-------- Entries supplied --------

PR #50, opened 2018-12-18
update stm32f4 to v0.5.0

aurelj:


aurelj:
Well, yes, it would be nice to be a collaborator.
I guess this would mean that I could merge PR myself. I would be OK to merge simple PR, but I would probably prefer to let you review more complex or controversial PR as well before merging.

therealprof:
@aurelj Absolutely. Whatever you feel up to comfortably. We still need a lot of cleanup and minor stuff to be done, like adding proper documentation, changelogs and tags.

aurelj:
Great ! I've merged this one as first test.
I guess the preferred style of merge is to crate a merge commit (rather than rebase and merge) as that's what you usually do.
I will look at the "enable all devices" PR tomorrow.

therealprof:
I usually use what's more convenient at the time. I'm actually more of a rebase kind of guy as that keeps the history clean.

aurelj:
OK, I also prefer rebase, so I will use this for future merge, when it make sense.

--------

Assignment
Every line above must be repeated exactly as it appears.

Written reply
PR #50, opened 2018-12-18
update stm32f4 to v0.5.0

aurelj:


aurelj:
Well, yes, it would be nice to be a collaborator.
I guess this would mean that I could merge PR myself. I would be OK to merge simple PR, but I would probably prefer to let you review more complex or controversial PR as well before merging.

therealprof:
@aurelj Absolutely. Whatever you feel up to comfortably. We still need a lot of cleanup and minor stuff to be done, like adding proper documentation, changelogs and tags.

aurelj:
Great ! I've merged this one as first test.
I guess the preferred style of merge is to crate a merge commit (rather than rebase and merge) as that's what you usually do.
I will look at the "enable all devices" PR tomorrow.

therealprof:
I usually use what's more convenient at the time. I'm actually more of a rebase kind of guy as that keeps the history clean.

aurelj:
OK, I also prefer rebase, so I will use this for future merge, when it make sense.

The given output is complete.